At bottom, in the absence of specific arguments, it is not clear how the witnesses in question were not properly prepared for their depositions or how they failed to answer questions.
The Court's general impression after reading the transcripts of the depositions at issue is that witnesses were prepared for their depositions and were able to answer the overwhelming majority of questions. ECF No. 83-6, 83-7, and 83-8.
B. Defense counsel did not coach Marlene Srok during her deposition.
Plaintiff argues defense counsel improperly coached the witnesses. Plaintiff's exhibit in support of his argument (at ECF 81-1 at 24-25) shows that defense counsel showed the witness a particular policy after Plaintiff asked a question. It is fair to interpret Plaintiff's question as one touching on the policy responsible for ensuring detectives properly retain information about their investigations. It is not clear why counsel for defense would not be allowed to refer the witness to a policy that provides answers to that question. Great Am. Ins. Co., 251 F.R.D. at 534 (“Rule 30(b)(6) is not designed to be a memory contest.”) (citation omitted). Certainly, defense counsel could have used that document to refresh the witness' recollection. In addition, the policy in question had already been disclosed to Plaintiff. Lastly, meeting for 30 minutes in preparation for a deposition is not indicia that the witness was not properly prepared.
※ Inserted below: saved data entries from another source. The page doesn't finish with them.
PR #2470, opened 2023-05-19
Enable gunicorn debug log

gloriousDan:
While helping to debug some gunicorn startup issues I realized that the gunicorn log level was not yet configurable. So I modified the .env file and boot.sh script to make the gunicorn loglevel configurable by setting the `GUNICORN_LOG_LEVEL` variable. 

We could maybe also use the DEBUG variable to modify the gunicorn log level as well I'm open to both possibilities.

### DIFF
--- a/.env.template
+++ b/.env.template
@@ -3,6 +3,9 @@
 DEBUG=0
 SQL_DEBUG=0
 DEBUG_TOOLBAR=0
+# Gunicorn log level for debugging (default value is "info" when unset)
+# (see https://docs.gunicorn.org/en/stable/settings.html#loglevel for available settings)
+# GUNICORN_LOG_LEVEL="debug"
 
 # HTTP port to bind to
 # TANDOOR_PORT=8080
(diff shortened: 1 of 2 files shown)


vabene1111:
thanks for the PR, have you tested this with the container?

I think having it as an extra variable makes sense but maybe we place it next to the other debug variables in the .env template? 

i really need to wirte a proper docs article about all the environment variables and its considerations ...

gloriousDan:
I tested it and with the default setting it indeed behaves as before. With "debug" additional info is printed by gunicorn. I szill have to test what happens when a invalid value is set and how if the other settings work. I also built the docker image (wirthout node though) under: gloriousdan/recipes-debug 

But I'll do some further testing and move the env variable to the section at the start and then get back to you.

vabene1111:
Thanks, this sounds tested enough to me :)

gloriousDan:
I now tested it with an invalid value and gunicorn starts just fine with the default logging value. I also moved the env variable to the top of the env file and added some more info about it.

PR #2471, opened 2023-05-19
Feature: DISABLE_INTERNAL_AUTH

SpeedyFireCyclone:
This change exposes a new environment variable `DISABLE_INTERNAL_AUTH`, which hides the login form if set to 1, and if a social login provider is found.
If no other provider is found, the behaviour is identical to what it is currently to prevent bad configurations.


vabene1111:
Hi, thanks for the pr. While hiding the form sounds good on first thought it does not really disable password login and might give people a wrong feeling of security. The endpoints in the back end, both for the form and also the Api password login are still available and could be used.

PR #2478, opened 2023-05-29
Fix bottom navigation not hiding in print mode

jwr1:
Currently, the mobile navigation bar shows up at the bottom of each page when printing, as shown below:
Screenshot_20230529_114821


vabene1111:
thanks, i forgot that

Issue #2479, opened 2023-05-31
Add step for venv activation


nabim777:
### Documentation link

https://docs.tandoor.dev/install/manual/

### Affected section

Installation

### Issue description

Since the virtual environment is not activated after creation, we can add code 
source bin/activate.

imharyohm:
Hey, please assign this to me

The-Priya-Saw:
hello @TandoorRecipes, I would like to solve this issue. can u please assign me ?

vabene1111:
feel free to take up this issue :)

PR #2480, opened 2023-05-31
Add step for venv activation  #2479 solved.

imharyohm:
As suggested I had added that command for activation of Virtual environment.


vabene1111:
sorry but this does not make sense, you cannot run install on activate. 

you need to run activate first with `source` and then run pip. 

Please re-open once fixed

C. Failure to produce discovery
As to items (b)-(k) above, the Court notes Plaintiff has not complied with LR 26-6(b), which requires the movant to set forth the text of the discovery request and any response to it. Failure to comply with this local rule makes it impossible for the Court to determine whether there are proper grounds for any such withheld discovery. As applied to this case, it makes it very hard for the Court to track the reasons why Plaintiff contends he is entitled to certain productions. Indeed, several of the listed items are not accompanied by any argument. Lastly, Defendants assert they have produced everything, but Plaintiff's reply is not clear as to what has been produced or not (or whether for example, he has the transcripts that go hand in hand with the inaudible files).
II. Motion for Sanctions
As explained above, the Court does not find defense counsel behaved improperly during Ms. Srok's deposition. As a result, sanctions are not proper under Fed.R.Civ.P. 30(a)(5). In addition, Fed.R.Civ.P. 30(b)(2) is not applicable as the Court issued no orders in connection with the depositions at issue.
III. Conclusion
IT IS ORDERED that Plaintiff's Motion to Compel at ECF No. 81 is DENIED.
IT IS FURTHER ORDERED that Plaintiff Motion for Sanctions at ECF No. 88 is DENIED.
IT IS FURTHER ORDERED that the hearing set for August 31, 2023 regarding ECF Nos. 81 and 88 is VACATED.